== TASK BRIEF ==
Return every line below in which "updateIndex" appears.

== DATASET ==
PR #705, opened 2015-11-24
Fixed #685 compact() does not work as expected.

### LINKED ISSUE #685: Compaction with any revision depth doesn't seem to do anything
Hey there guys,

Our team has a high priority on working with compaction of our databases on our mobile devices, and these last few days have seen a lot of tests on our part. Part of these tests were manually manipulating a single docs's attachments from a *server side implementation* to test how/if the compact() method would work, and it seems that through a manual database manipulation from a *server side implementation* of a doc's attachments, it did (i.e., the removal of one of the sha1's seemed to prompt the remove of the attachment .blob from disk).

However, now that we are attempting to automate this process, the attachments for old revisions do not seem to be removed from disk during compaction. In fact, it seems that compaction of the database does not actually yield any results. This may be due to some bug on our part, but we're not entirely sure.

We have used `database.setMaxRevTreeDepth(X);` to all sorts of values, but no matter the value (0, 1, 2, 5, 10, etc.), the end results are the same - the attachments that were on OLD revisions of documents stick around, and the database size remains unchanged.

==

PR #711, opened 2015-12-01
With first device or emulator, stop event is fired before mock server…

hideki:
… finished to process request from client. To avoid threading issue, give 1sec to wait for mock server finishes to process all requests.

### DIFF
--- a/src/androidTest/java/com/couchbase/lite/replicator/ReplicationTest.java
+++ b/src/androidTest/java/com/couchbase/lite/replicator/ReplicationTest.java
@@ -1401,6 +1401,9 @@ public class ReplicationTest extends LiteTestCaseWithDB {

* * *

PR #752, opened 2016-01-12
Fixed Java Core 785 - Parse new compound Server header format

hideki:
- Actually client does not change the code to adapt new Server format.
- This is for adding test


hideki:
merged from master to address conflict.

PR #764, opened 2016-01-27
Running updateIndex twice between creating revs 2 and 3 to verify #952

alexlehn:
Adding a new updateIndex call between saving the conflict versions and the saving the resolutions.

== OUTPUT OF THE TASK ==
Running updateIndex twice between creating revs 2 and 3 to verify #952
Adding a new updateIndex call between saving the conflict versions and the saving the resolutions.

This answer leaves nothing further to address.